## ASSIGNMENT
Beginning with the first line and ending with the one containing "isullivan: Has this", copy the lines of the listing below exactly; omit everything else.

## DATASET EXTRACT

PR #333, opened 2020-01-09
DM-22541 Add initial gen3 support to ImageDifferenceTask.

kgabor:
* Add connection and minimal definition of inputs and outputs.
 * Add skymap as a task dimension, we do not support multiple skymaps in one run.

### DIFF
--- a/python/lsst/pipe/tasks/imageDifference.py
+++ b/python/lsst/pipe/tasks/imageDifference.py
@@ -23,6 +23,7 @@ import math
 import random
 import numpy
 
+import lsst.utils
 import lsst.pex.config as pexConfig
 import lsst.pipe.base as pipeBase
 import lsst.daf.base as dafBase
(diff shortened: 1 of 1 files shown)


python/lsst/pipe/tasks/imageDifference.py
```diff
@@ -348,6 +401,39 @@ def makeIdFactory(expId, expBits):
...
+        Returns
+        -------
+        None
+        """
+        if self.getTemplate.config.coaddName == 'dcr':
+            # TODO DM-22952
+            raise NotImplementedError("TODO DM-22952: Dcr coadd templates are not yet supported in gen3.")
+
+        inputs = butlerQC.get(inputRefs)
+        expId, expBits = butlerQC.quantum.dataId.pack("visit_detector",
```
isullivan: This is missing an important log message that is in the Gen 2 version: `self.log.info("Processing %s" % (sensorRef.dataId))`. I think you can get this here with `self.log.info("Processing %s" % (inputs["exposure"].dataId))`

python/lsst/pipe/tasks/imageDifference.py
```diff
@@ -550,7 +636,7 @@ def run(self, exposure=None, selectSources=None, templateExposure=None, template
                         selectSources = self.subtract.getSelectSources(
                             exposure,
                             sigma=scienceSigmaPost,
-                            doSmooth=not self.doPreConvolve,
+                            doSmooth=not self.config.doPreConvolve,
```
isullivan: Has this option just been broken for a long time?

python/lsst/pipe/tasks/imageDifference.py
```diff
@@ -48,7 +48,60 @@
...
 
 
-class ImageDifferenceConfig(pexConfig.Config):
+class ImageDifferenceTaskConnections(
+    pipeBase.PipelineTaskConnections,
+    dimensions=("instrument", "visit", "detector", "skymap"),
+    defaultTemplates={"coaddName": "deep",
+                      "warpTypeSuffix": "",
+                      "fakesType": ""}
+):
```
isullivan: The formatting would be more consistent with the rest of the package as:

## EXERCISE OUTPUT
PR #333, opened 2020-01-09
DM-22541 Add initial gen3 support to ImageDifferenceTask.

kgabor:
* Add connection and minimal definition of inputs and outputs.
 * Add skymap as a task dimension, we do not support multiple skymaps in one run.

### DIFF
--- a/python/lsst/pipe/tasks/imageDifference.py
+++ b/python/lsst/pipe/tasks/imageDifference.py
@@ -23,6 +23,7 @@ import math
 import random
 import numpy
 
+import lsst.utils
 import lsst.pex.config as pexConfig
 import lsst.pipe.base as pipeBase
 import lsst.daf.base as dafBase
(diff shortened: 1 of 1 files shown)


python/lsst/pipe/tasks/imageDifference.py
```diff
@@ -348,6 +401,39 @@ def makeIdFactory(expId, expBits):
...
+        Returns
+        -------
+        None
+        """
+        if self.getTemplate.config.coaddName == 'dcr':
+            # TODO DM-22952
+            raise NotImplementedError("TODO DM-22952: Dcr coadd templates are not yet supported in gen3.")
+
+        inputs = butlerQC.get(inputRefs)
+        expId, expBits = butlerQC.quantum.dataId.pack("visit_detector",
```
isullivan: This is missing an important log message that is in the Gen 2 version: `self.log.info("Processing %s" % (sensorRef.dataId))`. I think you can get this here with `self.log.info("Processing %s" % (inputs["exposure"].dataId))`

python/lsst/pipe/tasks/imageDifference.py
```diff
@@ -550,7 +636,7 @@ def run(self, exposure=None, selectSources=None, templateExposure=None, template
                         selectSources = self.subtract.getSelectSources(
                             exposure,
                             sigma=scienceSigmaPost,
-                            doSmooth=not self.doPreConvolve,
+                            doSmooth=not self.config.doPreConvolve,
```
isullivan: Has this option just been broken for a long time?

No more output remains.